Das Projekt gliedert sich in drei Forschungsbereiche mit starker Beteiligung von MfN-Forscher:innen in den Bereichen A und C:

  • A - Timing
    Das Timing, insbesondere die Datierung von Kraterereignissen, ist wesentlich für das Verständnis der verschiedenen Prozesse, die zur Entstehung der Erde und der anderen terrestrischen Planeten beigetragen haben. Mit theoretischen und experimentellen Methoden, etwa Kratergrößen-Häufigkeitsverteilung auf der Oberfläche von Mond oder Mars, wollen die Wissenschaftler:innen die Chronologie der Entstehung der Kruste, der äußeren Hülle planetarer Körper, entschlüsseln. Die Forschenden des MfN konzentrieren sich auf die Entwicklung eines Modells zur Rekonstruktion des Bombardements der Mondoberfläche durch kosmische Körper und seiner Auswirkungen.
     
  • B - Chemische Zusammensetzung
    Ein weiteres Ziel ist die Bestimmung der chemischen Zusammensetzung und Herkunft des durch Impakte spät akkretierten Materials. Die Untersuchungen liefern wichtige Grundlagen für die Beantwortung zentraler Fragen beispielsweise nach der Herkunft des Wassers. Die Forschung konzentriert sich unter anderem darauf zu verstehen, wie sich die Zusammensetzung des spät akkretierten Materials sich im Laufe der Zeit verändert hat und wie die Zusammensetzung der Planeten durch Einschläge beeinflusst wurde.
     
  • C - Geodynamische Implikationen
    Darüber hinaus werden die geodynamischen Implikationen der späten Akkretion durch numerische Modellierung der Impaktprozesse, der Impakt-induzierten Bildung, Abkühlung und Kristallisation von Magma-Ozeanen und der Wechselwirkung mit Proto-Atmosphären untersucht.
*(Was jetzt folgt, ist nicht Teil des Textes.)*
PR #8391, opened 2026-04-30
Create DaxMessage composable with components for RMF messaging, Dax banner message and notify view

catalinradoiu:
Task/Issue URL:https://app.asana.com/1/137249556945/project/1211724162604201/task/1211659112661253?focus=true

### Description

Adds Compose-based implementations of the remote message card components (SmallMessage, MediumMessage, BigSingleActionMessage, BigTwoActionsMessage and PromoSingleActionMessage) to the design system, plus the underlying DaxMessage primitive and the DaxBannerMessage and NotifyMe variants.

DaxMessage is the shared primitive used by all message variants (except PromoSingleActionMessage) — title, body, optional top illustration slot, optional dismiss icon (`isDismissable` + `onDismiss`), and a typed `DaxMessageButtonRowScope` slot that restricts the bottom row to the approved button layouts (`RightAlignButtons`, `CenterAlignedButtons`, `FullWidthSingleButton`, `SmallSingleButton`).

The new composables support static image illustrations via Painter, remote images via Coil's async painter, and animated Lottie illustrations. DaxCard now accepts optional shape and elevation parameters (typed as `DaxCardElevation` to keep Material3 types out of the public API).

The lottie-compose dependency has been added to support Lottie animations in Compose contexts. The design system internal showcase has been updated to display all new Compose message variants alongside the existing View-based ones, including an example using a Lottie animation and one using a server-hosted image.

### Steps to test this PR

_Compose Remote Message Components_

- [ ] Open the design system internal app and navigate to the messaging component section
- [ ] Verify that all Compose message variants are displayed: Small, Medium, Big Single Action (static illustration), Big Single Action (Lottie animation), Big Two Actions (static illustration), Big Two Actions (app update illustration), Big Two Actions (server image) and Promo Single Action
- [ ] Verify that the server image loads correctly in the Big Two Actions server image variant, and that the fallback illustration is shown if the image fails to load
- [ ] Verify all variants render correctly in both light and dark themes
- [ ] Check the previews for DaxBannerMessage and NotifyMe

### UI changes

No UI changes. This PR adds the compose variants for the DaxMessag, which can be visualised in the ADS Preview Screen. 

---

> [!NOTE]
> **Medium Risk**
> Introduces new public Compose UI components and adjusts `DaxCard`/`DaxSurface` APIs (including a default shape change for `DaxSurface`), which could impact downstream consumers’ visuals and binary compatibility.
> 
> **Overview**
> Adds a new `DaxMessage` Compose primitive (typed action-row variants, optional top content, and optional dismiss control) plus new message components built on it: `DaxBannerMessage`, `DaxNotifyMe`, and Compose-based Remote Message card variants (`DaxSmallMessage`, `DaxMediumMessage`, `DaxBigSingleActionMessage`, `DaxBigTwoActionsMessage`, `DaxPromoSingleActionMessage`).
> 
> Updates `DaxCard` to accept configurable `shape` and a simplified `DaxCardElevation`, and updates `DaxSurface` to accept `shape`/`shadowElevation` while changing its default shape to `RectangleShape` (callers now pass explicit shapes where needed, e.g. `DaxAlertDialog`).
> 
> Enhances the internal design-system showcase to render the new Compose message variants alongside existing view-based ones, including examples using a bundled Lottie animation (`anim_password_keys.json`) and a server-loaded illustration via Coil; adds `lottie-compose` dependency and related version pin, plus new dimension resources for remote/promo message sizing.
> 
> <sup>Reviewed by [Cursor Bugbot](https://cursor.com/bugbot) for commit 14ac3da9954b329b60f8d5e0d207d72e8b83ebe0. Bugbot is set up for automated code reviews on this repo. Configure [here](https://www.cursor.com/dashboard/bugbot).</sup>


catalinradoiu:
* **#8391** <a href="https://app.graphite.com/github/pr/duckduckgo/Android/8391?utm_source=stack-comment-icon" target="_blank">Graphite</a> 👈 <a href="https://app.graphite.com/github/pr/duckduckgo/Android/8391?utm_source=stack-comment-view-in-graphite" target="_blank">(View in Graphite)</a>
* `develop`


<h2></h2>

android-design-system/design-system/src/main/java/com/duckduckgo/common/ui/compose/message/RemoteMessage.kt
```diff
@@ -0,0 +1,210 @@
...
+                topContent()
+                DaxText(
+                    text = title,
+                    style = DuckDuckGoTheme.typography.h3,
+                    textAlign = TextAlign.Center,
+                    modifier = Modifier
+                        .padding(
+                            top = dimensionResource(R.dimen.keyline_2),
+                            start = 40.dp,
+                            end = 40.dp,
```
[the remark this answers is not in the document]
catalinradoiu: Fixed

android-design-system/design-system/src/main/java/com/duckduckgo/common/ui/compose/message/PromoSingleActionMessage.kt
```diff
@@ -0,0 +1,164 @@
...
+                    .size(dimensionResource(R.dimen.messageCtaCloseButtonSize))
+                    .clip(CircleShape)
+                    .clickable(
+                        onClick = onDismissed,
+                        interactionSource = remember { MutableInteractionSource() },
+                        indication = ripple(bounded = true),
+                    )
+                    .padding(
+                        horizontal = dimensionResource(R.dimen.keyline_2),
+                    ),
```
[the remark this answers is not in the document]
catalinradoiu: Fixed

android-design-system/design-system/src/main/java/com/duckduckgo/common/ui/compose/message/remote/RemoteMessage.kt
```diff
@@ -0,0 +1,152 @@
...
+                    painter = topIllustration,
+                    contentDescription = null,
+                    contentScale = ContentScale.Fit,
+                    modifier = Modifier
+                        .padding(
+                            top = dimensionResource(R.dimen.keyline_3),
+                            bottom = dimensionResource(R.dimen.keyline_2),
+                        )
+                        .align(Alignment.Center)
+                        .size(48.dp),
```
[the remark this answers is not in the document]
catalinradoiu: fixed

android-design-system/design-system/src/main/java/com/duckduckgo/common/ui/compose/message/DaxMessage.kt
```diff
@@ -0,0 +1,341 @@
...
+                    modifier = Modifier
+                        .fillMaxWidth(),
+                    horizontalAlignment = alignment,
+                ) {
+                    DaxText(
+                        text = title,
+                        style = DuckDuckGoTheme.typography.h3,
+                        textAlign = textAlign,
+                        modifier = Modifier
+                            .padding(top = dimensionResource(R.dimen.keyline_2))
```
mikescamell: 🔍 Recommend to add `Spacer` instead of padding for lists in general. Sometimes padding make sense but in general this is the "old" View way of doing things https://www.jetpackcompose.app/articles/space-hoisting-should-I-use-the-padding-modifier-or-the-spacer-composable

android-design-system/design-system/src/main/java/com/duckduckgo/common/ui/compose/message/DaxMessage.kt
```diff
@@ -0,0 +1,341 @@
...
+                            .fillMaxWidth()
+                            .align(alignment),
+                    )
+                    DaxText(
+                        text = body,
+                        style = DuckDuckGoTheme.typography.body2,
+                        textAlign = textAlign,
+                        modifier = Modifier
+                            .padding(top = dimensionResource(R.dimen.keyline_1))
```
mikescamell: 🔍 Recommend to add Spacer instead of padding for lists in general. Sometimes padding make sense but in general this is the "old" View way of doing things https://www.jetpackcompose.app/articles/space-hoisting-should-I-use-the-padding-modifier-or-the-spacer-composable

android-design-system/design-system/src/main/java/com/duckduckgo/common/ui/compose/message/DaxMessage.kt
```diff
@@ -0,0 +1,341 @@
...
+                            .align(alignment),
+                    )
+                    if (buttonRow != null) {
+                        Box(
+                            modifier = Modifier
+                                .fillMaxWidth()
+                                .padding(top = dimensionResource(R.dimen.keyline_4)),
```
mikescamell: 🔍 Recommend to add Spacer instead of padding for lists in general. Sometimes padding make sense but in general this is the "old" View way of doing things https://www.jetpackcompose.app/articles/space-hoisting-should-I-use-the-padding-modifier-or-the-spacer-composable

android-design-system/design-system/src/main/java/com/duckduckgo/common/ui/compose/message/DaxMessage.kt
```diff
@@ -0,0 +1,341 @@
...
+                                ContentAlignment.Center -> Alignment.Center
+                            },
+                        ) {
+                            DaxMessageButtonRowScopeImpl.buttonRow()
+                        }
+                    }
+                }
+            }
+            if (isDismissable) {
+                Icon(
```
mikescamell: ⚠️Can we use DaxIconButton here instead?

android-design-system/design-system/src/main/java/com/duckduckgo/common/ui/compose/message/DaxMessage.kt
```diff
@@ -0,0 +1,341 @@
...
+                            indication = ripple(bounded = true),
+                        )
+                        .padding(dimensionResource(R.dimen.keyline_2)),
+                )
+            }
+        }
+    }
+}
+
+enum class ContentAlignment {
```
mikescamell: 🔍Maybe we can be more specific like `DaxMessageContentAlignment`? WDYT?

android-design-system/design-system/src/main/java/com/duckduckgo/common/ui/compose/cards/DaxSurface.kt
```diff
@@ -47,14 +47,16 @@ import com.duckduckgo.common.ui.compose.tools.PreviewBox
 fun DaxSurface(
     modifier: Modifier = Modifier,
     border: BorderStroke? = null,
+    shape: Shape = DaxSurfaceDefaults.shape,
```
mikescamell, line 51: 🔍 I think we should default to RectangleShape like the Material3 impl, unless I'm missing a reason why we need this rounded. I appreciate this is not part of your PR so ok to leave it for now 👍

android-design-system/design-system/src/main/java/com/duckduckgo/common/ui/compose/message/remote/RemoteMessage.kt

Die MfN-Forscher:innen konzentrieren sich dabei auf den Verbleib des Materials der Einschlagkörper und inwieweit riesige Einschläge, wie das mondbildende Ereignis, weit verbreitetes Schmelzen der Kruste und des oberen Mantels auf der Erde verursacht haben könnten, was zu einem globalen oder partiellen Magmaozean geführt hätte.

Die Ergebnisse des Verbundforschungsprojekts werden wesentlich dazu beitragen, die frühe Entwicklung der erdähnlichen Planeten besser zu verstehen, die vermutlich entscheidend war für das Vorhandensein lebensfreundlicher Bedingungen auf der Erde.